Binary Search Tree

A binary search tree (BST) is a type of ordered binary tree that is used to maintain a dynamic set of numbers or other comparable elements. The defining characteristic of a BST is that for each node, all elements in the left subtree have values less than the node’s value, and all elements in the right subtree have values greater than the node’s value. This property must hold true for all nodes in the tree, ensuring that the tree is ordered.
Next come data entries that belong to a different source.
PR #285, opened 2017-12-05
crowbar-pacemaker: Deploy ssh keys before joining

skazi0:
Authorized keys need to be deployed to nodes before joining cluster
so that the founder can ssh to the new node from alert handler.

Requires https://github.com/crowbar/crowbar-core/pull/1451


skazi0:

aspiers:
I do love it, because it provides more [evidence](https://github.com/search?q=toomanyreviewers&type=Issues) that [I'm right](http://mailman.suse.de/mlarch/SuSE/cloud-devel/2017/cloud-devel.2017.08/msg00207.html) :-)

PR #6, opened 2015-12-22
Adds 5.5 Compatibility.

donatj:
For those of us not quite on the bleeding edge yet who still would like tests, this is all that needs to be done to make this work in 5.5

### DIFF
--- a/composer.json
+++ b/composer.json
@@ -6,13 +6,13 @@
 		"preferred-install": "source"
 	},
 	"require": {
-		"php": "^5.6|^7.0",
+		"php": "^5.5|^5.6|^7.0",
 		"jakub-onderka/php-parallel-lint": "~0.8"
 	},
 	"require-dev": {
 		"consistence/coding-standard": "^0.8",
 		"phing/phing": "^2.9",
-		"phpunit/phpunit": "^5.0",
+		"phpunit/phpunit": "^4.0",
 		"satooshi/php-coveralls": "dev-master",
 		"squizlabs/php_codesniffer": "2.5.0 as 2.3.4"
 	},
--- a/.travis.yml
+++ b/.travis.yml
@@ -1,5 +1,6 @@
 language: php
 php:
+  - 5.5
   - 5.6
   - 7.0
 before_script:


composer.json
```diff
@@ -6,13 +6,13 @@
 		"preferred-install": "source"
 	},
 	"require": {
-		"php": "^5.6|^7.0",
+		"php": "^5.5|^5.6|^7.0",
```
Vrtak-CZ: :scream: :mask: :question: :bomb:

kukulich:
I really don't think that PHP 5.5 is bleeding edge. PHP 5.6 was released 28 Aug 2014, that's more that 1 year ago. And 5.5 doesn't have active support anymore, see http://php.net/supported-versions.php
So I think it's a bad idea to support 5.5.

donatj:
The 5.5 install base is still very large, much larger than 5.6. - via: [link](http://php.net/supported-versions.php)

screen shot 2015-12-22 at 1 17 23 pm

I think not supporting it even though your tests work fine in it is silly.

kukulich:
From my point of view it's silly to use PHP version that is not actively supported anymore.

We don't use 5.5 so adding support is just pointless work for us.

ondrejmirtes:
I think it's more profitable for everybody to move on to newer versions of PHP and benefit from them. I'd rather spend time improving PHP 7 support (which is the future!) rather than solving compatibility for older versions of PHP. By staying on 5.5, you are doing yourself a disservice and will bump into more and more hurdles as everybody else moves on.

As one can see in your pull request, the compatibility with older versions of PHP is not without drawbacks - you had to downgrade PHPUnit version which means I cannot benefit from goodies in newer versions. Also, I cannot benefit from new features and bugfixes present in PHP 5.6.

If I allowed 5.5 now and wanted to drop it in the future, it would mean cutting off some portion of the userbase and a huge BC break.

My target audience for this (and other tools currently in the making) are serious projects whose developers can influence what version of a language they are on.

ondrejmirtes:
Also, do you know about composer install --ignore-platform-reqs? It's a dangerous workaround with no warranty, but you can try using it for now.

donatj:
I wanted to be able to run some of these in our CI environment. That's way too dangerous.

I'll probably just end up copying the ones I want into our internal code standard. Far from ideal.

Some closing thoughts:

> My target audience for this (and other tools currently in the making) are serious projects whose developers can influence what version of a language they are on.

Those are inversely proportional. The bigger your project, the more inertia in the deployment architecture. Hobbyists can change language versions half a dozen times a day. For large businesses upgrading costs a lot of time, money and man hours. An edge case different that wasn't caught by automated testing can cost tens of thousands of dollars. Jumping versions is not something to be taken lightly.

ondrejmirtes:
Isn't it better to put your efforts to upgrading your infrastructure to PHP
5.6 or at least creating a different 5.6-only CI environment to run this
standard on rather than painfully sticking to 5.5?

janlanger:
@donatj Instead od copying, you can also stick with your fork, keep the PHP 5.5 compatibility there and include it in your composer.json. Since there is currently no 5.6-only code in sniffs, it should be easy to manage (at least for now).

ondrejmirtes:
> For large businesses upgrading costs a lot of time, money and man hours.

Costs of not-upgrading are even higher.

donatj:
How so as long as their are security updates?

ondrejmirtes:
The later you upgrade, the more difficult it is because code bases get bigger over time so there is more (potentially incompatible) code to upgrade.

Also, PHP 7 comes with huge performance gains in CPU performance and memory consumption, so you could even save money on servers.

[See more arguments here](http://blog.ircmaxell.com/2014/12/on-php-version-requirements.html). I'm going to close this PR because I believe it does not make sense to support version of PHP with [already ended active support and security support ending in 6 months](https://secure.php.net/supported-versions.php).

PR #10, opened 2015-12-29
UnusedUsesSniff - false positive

Vrtak-CZ:
false positive return type class without namespace failing test


ondrejmirtes:
Thanks. Look at #11. Please note that in order for UnusedUsesSniff to find uses in annotations, you must set its property `searchAnnotations` to `true`, so the provided failing test would still fail even with the fix.

PR #12, opened 2016-01-06
Normalize array properties

VasekPurchart:
So that configuration options in XML can be written on multiple lines as in `FullyQualifiedClassNameAfterKeywordSniff`, `FullyQualifiedExceptionsSniff` or `ReferenceUsedNamesOnlySniff`.

With this normalization for example namespaces can be configured in a much more readable and diff-friendly way:
```xml
	<rule ref="SlevomatCodingStandard.Files.TypeNameMatchesFileName">
		<properties>
			<property name="rootNamespaces" type="array" value="
				SlevomatCodingStandard => SlevomatCodingStandard,
				tests => SlevomatCodingStandard
			"/>
		</properties>
	</rule>
```

### DIFF
--- a/SlevomatCodingStandard/Helpers/SniffSettingsHelper.php
+++ b/SlevomatCodingStandard/Helpers/SniffSettingsHelper.php
@@ -20,4 +20,23 @@ class SniffSettingsHelper
 		return array_values($settings);
 	}
 
+	/**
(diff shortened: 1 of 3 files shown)


Vrtak-CZ:
:heart:

PR #25, opened 2016-04-15
False positive test for unused uses

Vrtak-CZ:
Add false positive test for unused uses if class in inside annotation


Vrtak-CZ:
Any progress?

ondrejmirtes:
@Vrtak-CZ Good news everyone :) Fixed with https://github.com/slevomat/coding-standard/commit/09976a1683ab31bf99fce9f8821e943a943960c0, merged your test as https://github.com/slevomat/coding-standard/commit/cfe6e2666f2d2c1d3389faf1e2c4770cd1f484be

Importantly, binary search trees do not allow duplicate values.

Structure and Properties

In a binary search tree, each node contains a value and two branches, often referred to as the left and right children. The left branch of a node contains values that are less than the node’s value, while the right branch contains values that are greater. This structure allows for efficient searching, insertion, and deletion operations, as the tree can be traversed in a manner similar to binary search.

One of the key features of a binary search tree is its immutability and persistence. This means that operations such as insertions do not modify the existing tree. Instead, they create a new tree that reflects the changes. This property is particularly useful in functional programming, where immutability is a common paradigm.

Example

To better understand the structure of a binary search tree, consider the following example:

Figure 10.4. An example of an ordered tree, or binary search tree (BST)

In this figure, you can see a visual representation of a binary search tree. Each node is connected to two branches, with the left branch containing values less than the node’s value and the right branch containing values greater than the node’s value. This structure allows for efficient operations and maintains the ordered property of the tree.